Гейнц вспотел от непривычно длинной тирады и от усилия все как следует припомнить, но теперь, когда уже все было сделано, он почувствовал облегчение и сказал вразумительно:
— Наверное, тебе надо уехать, Клара.
— Наверное, Гейнц.
— И… как же? — обеспокоенно спросил он, и она увидела, как он боится за нее и каким страшным кажется ему мир за городской заставой, где-то в туманной дали, не осененной хвостом зеленого павлина.
— Я уже думала об этом. И аккуратно читаю газеты, в которых печатаются объявления. Знаешь: «Требуется воспитательница… знание языков… диплом…» и все такое.
— Это далеко? — спросил он совсем по-детски, и прямая влажная прядь упала на его щеку.
— Конечно.
Он покачал головой удивленно и сокрушенно: он не понимал, как велик мир. Нет, он не мог этого понять, как понимала она. Потому что у нее было нечто общее с людьми по ту сторону границы. А у него — нет. Его судьба была привязана к этой земле, как жестяной павлин — к стержню флюгера.
— Что бы ни было, Клара, я всегда твой друг. И если бы ты захотела, чтобы я помог тебе…
Она прервала его:
— Я тебе очень благодарна, Гейнц. Ты настоящий друг.

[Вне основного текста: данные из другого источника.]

PR #3572, opened 2026-09-01
[Telemetry 03/22] Collect cross-platform host hardware metadata

ankurmicrosoft309:
## Summary
Best-effort local OS, CPU, physical-memory, and mount metadata probes, with deterministic unit tests plus native checks in the existing cross-platform New E2E suite.

NIC link speed is intentionally not collected. Advertised interface capacity does not reliably represent bandwidth available to AzCopy, especially on cloud VMs where VM SKU, storage, routing, and shared-resource limits may be lower.

## Metadata And Collection
- Human-readable OS version, including Windows product/release/build when available.
- CPU model or brand string.
- Total physical memory rounded to whole GiB; `-1` means unavailable.
- Local-path mount category: `nas-nfs`, `nas-smb`, or `local-disk`, through a separate path-specific helper.

Windows reads the registry for OS/CPU, `GlobalMemoryStatusEx` for RAM, and UNC/`GetDriveTypeW` for mount classification. Linux reads `/etc/os-release`, `/proc/cpuinfo`, `/proc/meminfo`, and the longest matching mount in `/proc/self/mountinfo`; mount-point escape sequences are decoded before matching. macOS uses `sysctl` for OS/CPU/RAM and `statfs` for mounts. Other platforms return unknown sentinels.

Physical-memory rounding avoids unsigned addition overflow and returns `-1` when the rounded GiB value cannot fit in the platform `int`, including the published i386 build.

## Tests And CI
- Pure Windows registry/path classification, Linux parsing/mount selection, macOS value normalization, and shared memory rounding live in the untagged `azcopy/internal/hostinfo` package, so the deterministic cases run on every OS.
- The Windows path table injects a fixed-drive resolver and uses an explicit final `else` to assert `localMountType` for every valid drive-root case; UNC and rootless cases remain separately asserted.
- The existing unit-test job runs `azcopy/internal/hostinfo` through the standard `run-ut.yml` template, including JUnit and coverage publication.
- Real OS, CPU, memory, and local-mount probes run in `HostHardwareSuite` through the existing New E2E jobs on Linux, Windows, and macOS. No special Build-matrix test step remains.
- The next layer adds the real Azure firmware detector to the same E2E scenario while keeping its deterministic helpers in the untagged unit package.

Current exact-head validation:
```text
go test ./azcopy/internal/hostinfo -count=1
go test ./e2etest -run '^$' -count=1
golangci-lint run --config=.config/.golangci.yaml --tests=false --max-issues-per-linter=0 --max-same-issues=0 --timeout 5m0s
```

The complete untagged helper suite passed on Windows amd64 and Windows/i386. The `HostHardwareSuite` native scenario body passed directly on Windows, including local mount checks. Linux package/E2E cross-compilation and native/Linux golangci-lint passed. Native Linux/macOS New E2E execution was not rerun for this revision.

Earlier Build run [31756](https://dev.azure.com/azstorage/AzCopy-NextGen/_build/results?buildId=31756) validated the real OS/CPU/RAM/mount probes on Linux, Windows, and macOS at an earlier revision. It is supporting platform evidence, not validation of this exact head or a full-pipeline pass.
## Review Order And Revision
Layer 3 of 22; depends on #3571, next #3573. Local branch `telemetry/03-host-hardware` is published through the existing head `telemetry/03-host-metadata` to preserve review history.

Only layers 01-08 are published. No new PRs were created.
- Head commit: `5f17c49cb64be30e74cd3d849e7771fd1a380a2c`
- Parent commit: `662ede3d69d5747f3d78de5ffe6c8516be50d265`
- Incremental diff: 15 files changed, 1047 insertions(+)

- `azcopy/hostinfo.go`
- `azcopy/hostinfo_darwin.go`
- `azcopy/hostinfo_linux.go`
- `azcopy/hostinfo_other.go`
- `azcopy/hostinfo_windows.go`
- `azcopy/internal/hostinfo/darwin.go`
- `azcopy/internal/hostinfo/darwin_test.go`
- `azcopy/internal/hostinfo/linux.go`
- `azcopy/internal/hostinfo/linux_test.go`
- `azcopy/internal/hostinfo/physical_memory.go`
- `azcopy/internal/hostinfo/physical_memory_test.go`
- `azcopy/internal/hostinfo/windows.go`
- `azcopy/internal/hostinfo/windows_test.go`
- `azure-pipelines.yml`
- `e2etest/zt_newe2e_host_hardware_test.go`


azcopy/hostinfo_other.go
```diff
@@ -0,0 +1,36 @@
...
+
+package azcopy
+
+// On platforms without a dedicated probe implementation, host hardware facts are
+// reported as sentinels (unknown). The telemetry pipeline treats these as
+// "not collected".
+
+func osVersion() string  { return "" }
+func cpuModel() string   { return "" }
+func totalMemoryGB() int { return 0 }
```
al-msft: Why return `0`, instead of the `-1` sentinel value mentioned in the comment in `azcopy/hostinfo.go`?

This question also applies to the three platform-specific hostinfo files that use 0 as the sentinel value.

azcopy/hostinfo.go
```diff
@@ -0,0 +1,48 @@
...
+}
+
+// probeHostHardware gathers best-effort host hardware facts. It never blocks on
+// the network and never fails: missing values are returned as sentinels.
+func probeHostHardware() hostHardwareInfo {
+	return hostHardwareInfo{
+		osVersion:     osVersion(),
+		cpuModel:      cpuModel(),
+		memoryTotalGB: totalMemoryGB(),
+		nicMbps:       nicSpeedMbps(),
```
al-msft: Is there any value in declaring an interface that exposes the four functions above, along with `localMountType`?

azcopy/hostinfo.go
```diff
@@ -0,0 +1,48 @@
...
+	}
+}
+
+func physicalMemoryGB(bytes uint64) int {
+	const gib = 1 << 30
+	return int((bytes + gib/2) / gib)
```
al-msft: It took me an embarassing amount of time to look at the unit tests of this function and recognize half a GiB is being added to `bytes` here to ensure the number is rounded (half up) to the nearest GiB. That now makes sense, but what about overflow?

The documentation for `int` says "[int is a signed integer type that is at least 32 bits in size](https://pkg.go.dev/builtin#int)". This repo still [creates an i386 (32-bit) build](https://github.com/Azure/azure-storage-azcopy/blob/main/azurePipelineTemplates/build_windows.yml#L26) and [publishes it to GitHub](https://github.com/Azure/azure-storage-azcopy/releases/tag/v10.32.8). It looks to me like this function and its unit test will need to be updated to prevent overflow. Are we safe in assuming the value of `bytes` won't ever be large enough to cause overflow? I'd expect that to be an erroneous value; per the [Go spec](https://go.dev/ref/spec#Integer_overflow) and a quick hack I made to test this scenario, it would cause this function to return a negative value.

azcopy/hostinfo_hardware_test.go
```diff
@@ -0,0 +1,38 @@
...
+
+	"github.com/stretchr/testify/assert"
+)
+
+func TestHostHardwareProbe(t *testing.T) {
+	hardware := probeHostHardware()
+	assert.Equal(t, osVersion(), hardware.osVersion)
+	assert.Equal(t, cpuModel(), hardware.cpuModel)
+	assert.Equal(t, totalMemoryGB(), hardware.memoryTotalGB)
+	assert.GreaterOrEqual(t, hardware.nicMbps, -1)
```
al-msft: It's great to see this test assert the constraint documented in the comment on `azcopy/hostinfo.go`: `Each field carries a sentinel ("" or -1) when it cannot be determined`. That helps enforce that invariant.

I have two questions:
1. Do you see any value in adding a fifth assertion that `hardware.memoryTotalGB` is at least 0 (or -1, depending on the response to https://github.com/Azure/azure-storage-azcopy/pull/3572/changes#r4039406095)?
2. Why leave out `assert.Equal(t, nicSpeedMbps(), hardware.nicMbps)`?

azure-pipelines.yml
```diff
@@ -47,6 +47,18 @@ jobs:
         # Don't run if job is canceled
         condition: and(succeededOrFailed(), eq(variables.type, 'linux'))
 
+      - pwsh: |
+          $output = @(go test -count=1 -timeout=3m -v ./azcopy -run '^TestHostHardware' 2>&1)
+          $testExit = $LASTEXITCODE
+          $output | ForEach-Object { Write-Host $_ }
+          if ($testExit -ne 0) { exit $testExit }
+          $passed = @($output | Where-Object { $_ -match '^--- PASS: TestHostHardware' })
+          if ($passed.Count -eq 0) { throw 'No host hardware tests executed' }
```
al-msft: It look like this line will report a failed test as an unexecuted test. Is that ok?

azure-pipelines.yml
```diff
@@ -47,6 +47,18 @@ jobs:
         # Don't run if job is canceled
         condition: and(succeededOrFailed(), eq(variables.type, 'linux'))
 
+      - pwsh: |
```
al-msft: I know running these tests here is intended to be a workaround for the unit tests not running on Windows or Mac. An argument could be made that they aren't unit tests, but integration tests. If we can re-classify them as integration tests, I'd suggest moving them into the New E2E test suite, like @shnayak-msft did with [e2etest/zt_newe2e_single_chunk_reader_test.go](https://github.com/Azure/azure-storage-azcopy/pull/3506/changes#diff-63db2bfa69f14f5004fe725c9f8e6b714bdcf2aef6b12259feeecb9a29fa983e).

Moving the tests would hook them into the existing reporting of code coverage and test results and remove the need for us to replace a workaround with a long-term solution later (which often means never). I'm not sure if the entry-point into the tests would need to be a higher-level function for the E2E framework to properly manage the tests.

azcopy/hostinfo_windows.go
```diff
@@ -0,0 +1,278 @@
...
+		bitsPerSecond := adapter.transmitBitsPerS
+		if adapter.receiveBitsPerS > bitsPerSecond {
+			bitsPerSecond = adapter.receiveBitsPerS
+		}
+		if bitsPerSecond == 0 {
+			continue
+		}
+
+		mbps := int(bitsPerSecond / 1_000_000)
+		if mbps > best {
```
al-msft: Is it ok that the division by `1_000_000` on the line above can cause this comparison to ignore a speed that's better by less than 1 mbps? If not, the division could be moved later in the function.

azure-pipelines.yml
al-msft: To be clear, only some of the current unit tests seem like integration tests to me. The tests that read files or the Windows registry integrate with the host OS, but the tests of helper methods that stub the registry or otherwise don't interact with the host OS should be runnable on any OS. I'm envisioning the build flags in the current unit test files being removed if we can move the integration tests to the New E2E test suite.

azcopy/internal/hostinfo/windows_test.go
```diff
@@ -0,0 +1,145 @@
...
+		t.Run(test.name, func(t *testing.T) {
+			stripped := stripExtendedLengthPrefix(test.path)
+			assert.Equal(t, test.stripped, stripped)
+			assert.Equal(t, test.root, volumeRoot(stripped))
+			assert.Equal(t, test.unc, isUNCPath(stripped))
+			if test.unc {
+				assert.Equal(t, "nas-smb", localMountType(test.path))
+			} else if test.root == "" {
+				assert.Empty(t, localMountType(test.path))
+			}
```
al-msft, line 108: Could an `else` be added to close the gap here by asserting the localMountType of the remaining test cases? That might require assigning a stub to `var procGetDriveTypeW`, beause this is intended to be a unit test.

_This isn't a blocking comment._

al-msft (changes requested):

azcopy/hostinfo_linux.go
```diff
@@ -0,0 +1,224 @@
...
+	}
+	left := strings.Fields(line[:sep])
+	right := strings.Fields(line[sep+len(" - "):])
+	if len(left) < 5 || len(right) < 1 {
+		return "", "", false
+	}
+	// Field 5 (index 4) is the mount point; octal-style escapes (e.g. \040 for
+	// space) are left as-is, which is acceptable for prefix matching of typical
+	// mount roots.
+	return left[4], right[0], true
```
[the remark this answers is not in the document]
ankurmicrosoft309: This is correctly identified and fixed now

azcopy/hostinfo_other.go
ankurmicrosoft309: -1 is a better sentinel value. Changed to that.

azcopy/hostinfo.go
ankurmicrosoft309: These implementations are selected at compile time through build tags, so there is no runtime implementation switching. Interface is not required. It could still be useful for readability, but I will leave it as is for now.

azcopy/hostinfo.go
ankurmicrosoft309: Yes, you are right Al. Definitely overlooked this. Fixed it now!

azcopy/hostinfo_hardware_test.go
ankurmicrosoft309: 1. Added, seems reasonable.
2. I have been on border about capturing nic speed and its usefulness for business metrics. After talking with Raj Singh, I have decided to not capture it altogether.

azure-pipelines.yml
ankurmicrosoft309: Yes, that makes a lot of sense. I will do this

azure-pipelines.yml
ankurmicrosoft309: I ran an experiment locally and failed test is failed properly. Line 54 here does an early exit if the test failed. And assertion failure in go tests does return non-zero.

azcopy/hostinfo_windows.go
ankurmicrosoft309: This code is removed altogether now

azcopy/internal/hostinfo/windows_test.go
ankurmicrosoft309: Makes sense, done!

ankurmicrosoft309: Implemented. WindowsMountType now accepts an injected drive-type resolver. The table test uses a fixed-drive stub and has an explicit final else that asserts local-disk for every valid drive-root case, while also asserting that the resolver receives the expected root.

azure-pipelines.yml
ankurmicrosoft309: Implemented. The pure Windows, Linux, and macOS host transformations and detector parsers now live in untagged azcopy/internal/hostinfo tests, so they run in the standard unit job with JUnit and coverage reporting. Only real registry/Win32, /etc and /proc, sysctl/statfs, and fixed firmware/sysfs probes run in HostHardwareSuite under New E2E on Linux, Windows, and macOS. The bespoke Build-matrix selector has been removed.

al-msft (approved):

…Уходила назад покрытая снегом долина Плейсы, потом потянулись отроги холмов, и буковая роща поманила видением весны. И простучали колеса по мосту над безымянной речкой, такой неширокой и скромной, что она напомнила родной Видербах. И опять кочковатая седая равнина с укутанными соломой и рогожей фруктовыми деревьями и заледеневшими родниками — унылый ландшафт. Крупный снег падал так раздумчиво и неуверенно, ложился так легко и мягко. И все же было видно, как постепенно, медленно, но неуклонно одевает он землю, деревья и остроконечные черепичные крыши в белый цвет. Цвет пустоты, забвения.
И от всего, что уходило назад, все назад, в белую беспросветицу падающего снега, щемило сердце и слезы проступали. А этого нельзя было… Уходил назад мир ее детства, ее юности, ее молодости. Мир ее родины. Родина оставалась родиной и под сапогом исключительного закона.